LeBron James Gets $100 Million Investment to Build Media Empire

Source: Bloomberg

“We’ve been through a lot this year,” said LeBron James. The three-time NBA champion and Los Angeles Laker talked to me on June 23 via Zoom with his childhood friend and business partner, Maverick Carter. It was the second of two joint interviews to discuss their new company, but the first since the world locked down because of Covid-19. James was in their hometown of Akron, while Carter was in L.A. Kobe Bryant’s death in January was followed by the pandemic and the suspension of the NBA season, and then, of course, the horrific killing of George Floyd. “Just seeing that video, how many people were hurt not only in Minneapolis, but all over the world—and especially in the Black community, because we’ve seen this over and over and over. So, you know,” he added, “it’s been a lot that’s gone on in 2020.”

The pair thought it was going to be a big year for different reasons. On March 11, the same day the NBA suspended its season and a little more than a week before their adopted hometown ordered residents to shelter in place, James and Carter formed the SpringHill Co. after raising $100 million. They describe it as a media company with an unapologetic agenda: a maker and distributor of all kinds of content that will give a voice to creators and consumers who’ve been pandered to, ignored, or underserved.

SpringHill is named for the Akron apartment complex where James and his mom moved when he was in sixth grade. It consolidates the Robot Co., a marketing agency, with two other businesses. The first, SpringHill Entertainment, is behind The Wall, a game show on NBC, and the movie Space Jam: A New Legacy, which stars James and is scheduled to be released next year. The second, Uninterrupted LLC, produces The Shop: Uninterrupted—an HBO talk show featuring James, Carter, and other Black A-list celebrities—as well as Kneading Dough, an online partnership with JPMorgan Chase & Co., in which athletes talk about money to promote financial literacy. (“They do it in a way that’s incredibly relatable,” says Kristin Lemkau, chief executive officer of JPMorgan’s U.S. wealth management business, who created the show with Carter.) Uninterrupted, a hybrid production-marketing business, is also responsible for a Nike Inc. shoe collaboration and a hoodie collection for Pride Month designed with soccer star Megan Rapinoe and basketball great Sue Bird.

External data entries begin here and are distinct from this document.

PR #4158, opened 2022-01-03
horizon/ingest: Add method to ingest.Change that returns liquidity pool type

erika-sdf:
<details>
  
### PR Structure

  otherwise).
  packages.

### Thoroughness

### Release planning

</details>

### What

Add method to `ingest.Change` that extracts liquidity pool type

### Why

This functionality is likely to be used elsewhere while processing liquidity pools.

### DIFF
--- a/ingest/change.go
+++ b/ingest/change.go
@@ -82,6 +82,34 @@ func (c *Change) LedgerEntryChangeType() xdr.LedgerEntryChangeType {
 	}
 }
 
+// getLiquidityPool gets the most recent state of the LiquidityPool that exists or existed.
+func (c *Change) getLiquidityPool() (*xdr.LiquidityPoolEntry, error) {
+	var pre, post *xdr.LiquidityPoolEntry
+	if c.Pre != nil {
+		pre = c.Pre.Data.LiquidityPool
+	}
+	if c.Post != nil {
+		post = c.Post.Data.LiquidityPool
+	}
+	if pre == nil && post == nil {
+		return &xdr.LiquidityPoolEntry{}, errors.New(
+			"both pre and post entries cannot be nil; this change may not include a liquidity pool")
+	}
+	if post != nil {
+		return post, nil
+	}
+	return pre, nil
+}
+
+// GetLiquidityPoolType returns the liquidity pool type.
+func (c *Change) GetLiquidityPoolType() (xdr.LiquidityPoolType, error) {
+	lp, err := c.getLiquidityPool()
+	if err != nil {
+		return xdr.LiquidityPoolType(0), err
+	}
+	return lp.Body.Type, nil
+}
+
 // AccountChangedExceptSigners returns true if account has changed WITHOUT
 // checking the signers (except master key weight!). In other words, if the only
 // change is connected to signers, this function will return false.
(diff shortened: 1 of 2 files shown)


ingest/change.go
```diff
@@ -82,6 +82,34 @@ func (c *Change) LedgerEntryChangeType() xdr.LedgerEntryChangeType {
...
+		return post, nil
+	}
+	return pre, nil
+}
+
+// GetLiquidityPoolType returns the liquidity pool type.
+func (c *Change) GetLiquidityPoolType() (xdr.LiquidityPoolType, error) {
+	lp, err := c.GetLiquidityPool()
+	if err != nil {
+		return xdr.LiquidityPoolType(0), err
```
sreuland, line 108: what is reason to return a default PoolType value if err present, would `nil` suffice since callers should ignore in that case? maybe mention the err expectation in the docs line.

ingest/change.go
```diff
@@ -82,6 +82,34 @@ func (c *Change) LedgerEntryChangeType() xdr.LedgerEntryChangeType {
 	}
 }
 
+// GetLiquidityPool gets the most recent state of the LiquidityPool that exists or existed.
+func (c *Change) GetLiquidityPool() (*xdr.LiquidityPoolEntry, error) {
```
sreuland, line 86: should this method be exported, don't see it used externally yet, but maybe that is anticipated later.

ingest/change.go
erika-sdf: The return type is not a pointer, so nil is not a valid return value.

ingest/change.go
erika-sdf: Yeah, I imagine it might be used externally. But since it's not being used at the moment, I will set it to unexported for now.

ingest/change.go
sreuland: oopsie, thanks!

sreuland (approved):

ingest/change.go
```diff
@@ -82,6 +82,34 @@ func (c *Change) LedgerEntryChangeType() xdr.LedgerEntryChangeType {
...
+		post = c.Post.Data.LiquidityPool
+	}
+	if pre == nil && post == nil {
+		return &xdr.LiquidityPoolEntry{}, errors.New(
+			"both pre and post entries cannot be nil; this change may not include a liquidity pool")
+	}
+	if post != nil {
+		return post, nil
+	}
+	return pre, nil
```
Shaptic, line 101: If post is present, we always return it over pre, right? We don't need to track pre and post separately, then. Something like this would simplify the conditional logic:
```suggestion
	var entry *xdr.LiquidityPoolEntry
	if c.Pre != nil {
		entry = c.Pre.Data.LiquidityPool
	}
	if c.Post != nil {
		entry = c.Post.Data.LiquidityPool
	}
	if entry == nil {
		return &xdr.LiquidityPoolEntry{}, errors.New("this change does not include a liquidity pool")
	}
	return entry, nil
```

Shaptic (approved):
Nice abstraction, small suggestion below :arrow_down:

ingest/change.go
erika-sdf: I like it, it's cleaner, and tests still pass.

PR #4159, opened 2022-01-04
services/horizon/internal/integration: Refactor integration tests

### LINKED ISSUE #3149: Remove Sanity test in integration tests
I think you're right. In general, when a new protocol version appears for testing we will want to run all existing integration tests to ensure there're no changes in behaviour. We will also write new tests testing new features. So it seems we always want to upgrade to the latest protocol version available in Core.

To sum it up:
* Maybe we should remove sanity test here? I added it when building integration tests engine but it seems it's not needed in the long term.
* Instead of picking the protocol version directly in `integration.Config` maybe we should just upgrade to the latest available version?

Going to merge the PR to fix the tests but I'll create a new issue to discuss this. Thanks for the comment!

_Originally posted by @bartekn in https://github.com/stellar/go/pull/3146#discussion_r509637383_

2opremio:
* Use the latest protocol version for all tests.
* Set the protocol to the latest version if not specified explicitly.
* Rename tests according to their content, stop using protocol numbers.
* Remove all the sanity tests.

Closes  #3149

### DIFF
--- a/services/horizon/internal/integration/claimable_balance_ops_test.go
+++ b/services/horizon/internal/integration/claimable_balance_ops_test.go
@@ -15,7 +15,7 @@ import (
 
 func TestClaimableBalanceCreationOperationsAndEffects(t *testing.T) {
 	tt := assert.New(t)
-	itest := integration.NewTest(t, protocol15Config)
+	itest := integration.NewTest(t, integration.Config{})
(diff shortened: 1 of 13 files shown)


Shaptic (approved):
Nice cleanup :+1:

PR #4161, opened 2022-01-04
services/horizon: Add more verbose logging for horizon start up

erika-sdf:
<details>
  
### PR Structure

  otherwise).
  packages.

### Thoroughness

### Release planning

</details>

### What

Add more verbose logging to horizon start up. Include lines that signal db migration and captive core set up, which should be logged to stdout since it happens before logging is set up.

### Why

It would make debugging easier.

### DIFF
--- a/services/horizon/internal/flags.go
+++ b/services/horizon/internal/flags.go
@@ -509,6 +509,8 @@ func NewAppFromFlags(config *Config, flags support.ConfigOptions) (*App, error) 
 	if config.Ingest && !config.EnableCaptiveCoreIngestion && config.StellarCoreDatabaseURL == "" {
 		return nil, fmt.Errorf("flag --%s cannot be empty", StellarCoreDBURLFlagName)
 	}
+
+	log.Infof("Initializing horizon...")
 	app, err := NewApp(*config)
 	if err != nil {
 		return nil, fmt.Errorf("cannot initialize app: %s", err)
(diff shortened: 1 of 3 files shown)


jacekn (approved):
Thank you, it's a very nice improvement. It looks good to me but it would be good to get 2nd review from somebody with more go experience.

services/horizon/internal/flags.go
```diff
@@ -509,6 +509,8 @@ func NewAppFromFlags(config *Config, flags support.ConfigOptions) (*App, error)
 	if config.Ingest && !config.EnableCaptiveCoreIngestion && config.StellarCoreDatabaseURL == "" {
 		return nil, fmt.Errorf("flag --%s cannot be empty", StellarCoreDBURLFlagName)
 	}
+
+	log.Infof("Initializing horizon...")
```
sreuland, line 513: does this output print on console, wasn't sure on significance of using this or stdLog, the desired outcome is to be on console correct, assume they both output there, was just asking for my own edification on logging preferences.

sreuland (approved):

services/horizon/internal/flags.go
erika-sdf: Both `log` and `stdLog` calls print to console. The code that runs prior to the logger initialization uses the `stdLog` calls. I think  @jacekn 's feature request was specifically about seeing failures prior to the initialization, so the `stdLog` statements provide some context on what's happening.

services/horizon/internal/init.go
```diff
@@ -18,6 +18,7 @@ import (
 )
 
 func mustNewDBSession(subservice db.Subservice, databaseURL string, maxIdle, maxOpen int, registry *prometheus.Registry) db.SessionInterface {
+	log.Infof("Establishing database session at %s for %v", databaseURL, subservice)
```
bartekn, line 21: Sorry for a late review. I was OOO. Not sure if we should print `databaseURL` as it contains a sensitive info (password).

PR #4165, opened 2022-01-06
all: run shadow and staticcheck using go run

leighmcculloch:
<details>
  
### PR Structure

  otherwise).
  packages.

### Thoroughness

### Release planning

</details>

### What

Change how shadow and staticcheck run by using go run instead of installing them onto the path.

### Why

Same reasons as #4134.

The install script checks if a binaries named staticcheck and shadow are present in the PATH. Someone may have different versions installed and the script won't sure the checks run with the same versions that run on CI.

There's not really any need for us to install these binaries and use them in the way we are. The go run command is now able to run a specific version of a tool without it being installed on the users PATH.

We use this pattern for goxdr, and since #4134 also for go-bindata, and the pattern works here too.

Also, in Go 1.18 the go get command will no longer install binaries and these scripts are broken, so this prepares us for the Go 1.18 release to some degree.

### Known limitations

N/A


goshadow.sh
```diff
@@ -0,0 +1,4 @@
+#! /bin/bash
+set -e
+
+go run golang.org/x/tools/go/analysis/passes/shadow/cmd/shadow@latest "$@"
```
marcelosalloum, line 4: Is shadow always be executed along with `go vet`? If so, why not move this code inside `govet.sh`?

marcelosalloum (approved):
LGTM! I've only dropped one question below ⬇️

goshadow.sh
leighmcculloch: I tried before I made this file but unfortunately go vet will execute the given command as the command and can't handle command arguments. So I can make the call `go vet -vettool="go run golang.org/x/tools/go/analysis/passes/shadow/cmd/shadow@latest" ./...` because `go vet` will try and find a command `go run golang.org/x/tools/go/analysis/passes/shadow/cmd/shadow@latest` rather than run the `go` command with those arguments.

In a February interview at the Lakers practice facility in El Segundo, they talked about SpringHill as a platform to give people of color the creative control that’s long eluded them. Carter calls the company a “house of brands.” It’s part Disney storytelling power, part Nike coolness, and part Patagonia social impact. In 2020 stories can be told in many different ways—on social media, in films, as well as with sneakers and sweatshirts. “This is ultimately a company that’s about point of view, the community you serve, and empowerment,” says L.A. investment banker Paul Wachter, who helped put the project together. “This is a company designed to move the culture.”